Stored data entries:
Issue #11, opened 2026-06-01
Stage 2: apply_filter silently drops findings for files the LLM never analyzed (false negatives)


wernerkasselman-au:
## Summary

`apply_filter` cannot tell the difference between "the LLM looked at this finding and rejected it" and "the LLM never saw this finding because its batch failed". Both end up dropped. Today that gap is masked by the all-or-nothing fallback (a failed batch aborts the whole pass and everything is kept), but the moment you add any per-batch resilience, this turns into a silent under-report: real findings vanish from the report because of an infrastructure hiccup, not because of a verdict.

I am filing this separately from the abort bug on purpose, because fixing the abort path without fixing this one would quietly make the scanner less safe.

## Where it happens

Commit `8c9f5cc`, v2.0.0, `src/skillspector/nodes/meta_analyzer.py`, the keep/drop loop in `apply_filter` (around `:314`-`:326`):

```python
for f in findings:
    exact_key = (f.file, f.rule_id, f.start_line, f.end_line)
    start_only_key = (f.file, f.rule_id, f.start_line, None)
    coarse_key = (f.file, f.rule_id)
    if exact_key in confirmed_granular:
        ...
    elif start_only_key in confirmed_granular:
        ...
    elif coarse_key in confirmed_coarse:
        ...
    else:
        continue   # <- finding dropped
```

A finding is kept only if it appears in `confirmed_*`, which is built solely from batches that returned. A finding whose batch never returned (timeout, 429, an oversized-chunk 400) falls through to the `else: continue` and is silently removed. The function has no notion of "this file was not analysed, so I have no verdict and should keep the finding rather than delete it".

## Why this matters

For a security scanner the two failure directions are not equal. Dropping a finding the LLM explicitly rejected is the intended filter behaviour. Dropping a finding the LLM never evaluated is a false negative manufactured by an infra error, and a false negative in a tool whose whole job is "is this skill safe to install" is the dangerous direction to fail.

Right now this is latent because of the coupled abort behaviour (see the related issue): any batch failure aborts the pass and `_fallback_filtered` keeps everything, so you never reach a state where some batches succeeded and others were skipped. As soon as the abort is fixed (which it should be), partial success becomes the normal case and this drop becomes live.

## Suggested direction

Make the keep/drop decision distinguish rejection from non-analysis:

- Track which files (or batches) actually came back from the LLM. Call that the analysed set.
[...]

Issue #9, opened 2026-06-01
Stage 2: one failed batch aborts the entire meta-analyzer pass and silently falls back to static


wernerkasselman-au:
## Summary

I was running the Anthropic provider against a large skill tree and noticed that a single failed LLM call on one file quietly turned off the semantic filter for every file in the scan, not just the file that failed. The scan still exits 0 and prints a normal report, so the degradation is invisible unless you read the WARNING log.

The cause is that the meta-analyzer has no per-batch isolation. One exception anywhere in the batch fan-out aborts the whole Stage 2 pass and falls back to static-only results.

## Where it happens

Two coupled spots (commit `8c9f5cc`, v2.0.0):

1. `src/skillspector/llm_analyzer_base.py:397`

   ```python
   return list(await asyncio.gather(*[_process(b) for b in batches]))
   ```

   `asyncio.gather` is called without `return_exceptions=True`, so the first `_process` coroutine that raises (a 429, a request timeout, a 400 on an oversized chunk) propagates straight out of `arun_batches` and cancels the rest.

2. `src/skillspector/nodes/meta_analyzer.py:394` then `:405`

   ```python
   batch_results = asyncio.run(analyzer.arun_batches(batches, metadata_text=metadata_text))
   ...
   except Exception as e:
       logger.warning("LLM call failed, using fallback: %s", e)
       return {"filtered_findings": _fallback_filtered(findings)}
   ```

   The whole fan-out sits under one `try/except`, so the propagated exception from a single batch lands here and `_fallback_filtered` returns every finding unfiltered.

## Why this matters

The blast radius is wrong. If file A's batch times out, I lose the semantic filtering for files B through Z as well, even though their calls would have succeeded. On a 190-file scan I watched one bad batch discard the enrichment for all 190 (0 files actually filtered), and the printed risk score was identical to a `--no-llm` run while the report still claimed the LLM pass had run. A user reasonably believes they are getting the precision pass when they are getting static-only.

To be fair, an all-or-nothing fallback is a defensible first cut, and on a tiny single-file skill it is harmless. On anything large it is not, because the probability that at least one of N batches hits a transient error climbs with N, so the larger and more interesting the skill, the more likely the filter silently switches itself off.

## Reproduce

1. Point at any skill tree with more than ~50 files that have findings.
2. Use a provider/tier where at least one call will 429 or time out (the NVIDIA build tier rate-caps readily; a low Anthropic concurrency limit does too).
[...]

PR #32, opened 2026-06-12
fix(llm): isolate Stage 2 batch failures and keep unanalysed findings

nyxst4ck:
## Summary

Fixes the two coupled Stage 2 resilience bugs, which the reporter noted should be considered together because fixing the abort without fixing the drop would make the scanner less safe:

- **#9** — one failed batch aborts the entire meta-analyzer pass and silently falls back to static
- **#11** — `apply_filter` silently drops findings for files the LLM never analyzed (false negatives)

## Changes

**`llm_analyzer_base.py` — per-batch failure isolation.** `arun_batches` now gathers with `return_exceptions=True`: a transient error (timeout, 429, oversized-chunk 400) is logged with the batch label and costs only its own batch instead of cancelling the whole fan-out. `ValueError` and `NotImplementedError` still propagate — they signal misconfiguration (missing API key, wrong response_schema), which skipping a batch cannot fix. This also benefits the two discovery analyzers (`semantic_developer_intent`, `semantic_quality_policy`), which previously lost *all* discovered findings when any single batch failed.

*Exercise instructions:* Each line of the records above that includes the string "negatives" should be counted. Report the total alone.

*Your solution:* 2